The solution is clear. There is enough intellectual and technical capacity in  SA to come up with answers, but the crisis is a financial one. Impact Investment Group executive chairman Chris Hart, in a recent energy financing briefing, offers a unique solution. “Let your taxes pay for the technology,” he said to potential investors.

He outlined the now closed 12J government incentive and pointed to Section 12B of the constitution. To develop the financial solution model, Impact Investment Group has partnered with Fed Group, technical suppliers Red Hawk and Accute accountants as well as Rosh Pinah Properties.

Rosh Pinah Properties director Rene Styber said: “With the rising costs and stability of SA’s energy supply, we welcome this initiative that all developers and landlords should consider when looking for a sustainable green energy solution.”

Hart pointed to previous tax benefits: “We need to look at electricity from a strategic point of view. 12J required investors to find the resources to fund property incentives, similarly section 12B can be made like 12J, the difference being the structure would be based on tax returns and carbon credit incentives. “Good partners will also spread the investment load and create a deeper capacity to role out this initiative.” 

The energy solution requires regulated engineering with energy management systems and bespoke solutions which includes battery storage capabilities, while at the same time still being grid-tied. The solution consists of three propositions: 


Impact Investment Group will fund each renewable energy project, and capital funding is available upfront. A company’s deducted taxes will be used as part of the energy investment and the refunded taxes will be passed to the Impact Investment Group as the partner who is funding the energy solution.

Each project will be registered for carbon credits at the beginning of the project, developing a fungible energy currency – carbon credits – which
can be traded for the best price internationally. These credits help with the fundraising. The offset of the purchase of the technical and physical equipment is realised through savings on reduced electricity bills, meaning that the project becomes cost and balance sheet neutral from the start. 

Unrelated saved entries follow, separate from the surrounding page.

PR #590, opened 2020-01-27
fix(rum-core): do not capture timing spans for unsampled transactions

### LINKED ISSUE #579: Avoid capturing multiple timings if the transaction is unsampled
We should not capture resource timing API, user timing, breakdown metrics if the transaction is upsampled

vigneshshanmugam:
+ fix #579

### DIFF
--- a/packages/rum-core/src/performance-monitoring/transaction-service.js
+++ b/packages/rum-core/src/performance-monitoring/transaction-service.js
@@ -156,8 +156,6 @@ class TransactionService {
       tr = this.ensureCurrentTransaction(name, type, perfOptions)
     }
 
-    tr.captureTimings = true
-
     if (tr.type === PAGE_LOAD) {
       tr.options.checkBrowserResponsiveness = false
       if (perfOptions.pageLoadTraceId) {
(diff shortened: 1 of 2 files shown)


packages/rum-core/src/performance-monitoring/transaction-service.js
```diff
@@ -175,6 +173,14 @@ class TransactionService {
       }
     }
 
+    /**
+     * For unsampled transactions, avoid capturing various timing informations
+     * as spans as they are dropped anyways before sending to the server
```
jahtalab: nit: you should use 'information' instead of 'informations',  also 'as they' is redundant.

packages/rum-core/test/performance-monitoring/transaction-service.spec.js
```diff
@@ -170,6 +170,25 @@ describe('TransactionService', function() {
     tr2.detectFinish()
   })
 
+  it('should not capture timings as spans for unsampled transactions', done => {
+    const unMock = mockGetEntriesByType()
+
+    config.events.observe(TRANSACTION_END, () => {
```
jahtalab: Should use the transaction that is passed to the event listener instead

PR #595, opened 2020-01-30
chore: enable id_field_data for elasticsearch

jahtalab:
This PR enables id_field_data for elasticsearch instance defined in the docker-compose file. This option is required to avoid elasticsearch warnings. For more see https://github.com/elastic/apm-integration-testing/pull/696

### DIFF
--- a/dev-utils/docker-compose.yml
+++ b/dev-utils/docker-compose.yml
@@ -10,6 +10,7 @@ services:
       - "cluster.routing.allocation.disk.threshold_enabled=false"
       - "discovery.type=single-node"
       - "path.data=/usr/share/elasticsearch/data/${STACK_VERSION}"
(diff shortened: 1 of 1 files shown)


dev-utils/docker-compose.yml
```diff
@@ -10,6 +10,7 @@ services:
       - "cluster.routing.allocation.disk.threshold_enabled=false"
       - "discovery.type=single-node"
       - "path.data=/usr/share/elasticsearch/data/${STACK_VERSION}"
+      - "indices.id_field_data.enabled=true"
```
vigneshshanmugam: seems like the old version does not support it, we would need to feature detect and only do it like how apm-integration-testing is doing it.

jahtalab:
We would have to manually add the environment option in our local tests

PR #597, opened 2020-01-31
docs: interpreting longtasks as spans

vigneshshanmugam:
+ Added config for monitoring longtasks `monitorLongtasks` which is set to true by default. 
+ Added doc on how to interpret these tasks in the UI.

### DIFF
--- a/docs/advanced-topics.asciidoc
+++ b/docs/advanced-topics.asciidoc
@@ -1,37 +1,37 @@
 [[advanced-topics]]
 == Advanced Topics
 
-* <<custom-transactions, Custom Transactions>>
-* <<custom-transaction-name, Initial page load transaction names>>
 * <<longtasks>>
 * <<typescript>>
+* <<custom-transactions, Custom Transactions>>
+* <<custom-transaction-name, Initial page load transaction names>>
 
 [[longtasks]]
-=== How to interpret Longtask Spans in the UI
+=== How to interpret long task spans in the UI
 
-Longtasks is a new performance metric that helps measure the responsiveness and
-helps understand the bad user experience on the web. It enables detecting tasks
-that monopolize the UI thread for extended periods (greater than 50 milliseconds) and block other
-critical tasks from being executed as stated in the official spec[https://github.com/w3c/longtasks].
+Long tasks is a new performance metric that can be used for measuring the
+responsiveness of an application and helps developers to understand the bad user
+experience. It enables detecting tasks that monopolize the UI thread for
+extended periods (greater than 50 milliseconds) and block other
+critical tasks from being executed as stated in the https://github.com/w3c/longtasks[official spec].
 
-RUM agent automatically captures these Longtasks and include them as Spans as
-part of the transaction. Since Longtasks currently does not have the full information on
+RUM agent automatically captures these Long tasks and include them as spans as
+part of the transaction. Since long tasks currently does not have the full information on
 which part of code cause slowness, it would be hard to interpret these spans.
-Some tips below would interpret these spans in a meaningful way
+Below you can find some tips to help with interpreting long task spans:
 
-+ Name of the Longtask span could be `self`, `same-origin`, etc. would imply the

As the project is paid off the assets go onto the balance sheet and cost of electricity becomes a function of maintenance. At the beginning the company gets price security from reduced energy bills and long-term energy security through own energy generation, mitigating escalations by the power utility. The solar solution feeds the energy system’s batteries in peak times and tops up during off peak at reduced tariffs.


In order to get tax deductions, section 12B requires that the electricity-generating equipment must already be installed upfront and in use, and must be part of a business or trade. Individuals are placed into a legally recognised limited partnership, and as an individual you become an investor in the partnership and your taxes become part of the partnership investment. 

Investing in the equipment enables the individual to claim the taxes from their tax submission and the partnership’s business is effectively to sell electricity. Trusts can also participate, and any entity that is paying a form of income tax can be evaluated. Property developers can also benefit from this energy solution. Banks, when approached for funding, often require an owner contribution. Aligning funding through the Impact Investment Group allows the tax deductions to form part of the contribution, making it possible for solar energy security to become part of a development.


This type of investment is secure, as taxes will fund 60% of the equipment acquisition with a guaranteed return of investment through the resale of the energy which will bring a yield better than traditional investments. The group has established a fund called the Capital Builder Fund to secure the balance of 40%. As with all investment funds it is regulated and encourages investment in the upfront equipment spend. 

Investment will also come from foreign direct investors, government institutions such as the IDC and development banks as well as the funds partnership through the FedGroup. It is expected that a yield of upwards of 12% will be achieved through this investment.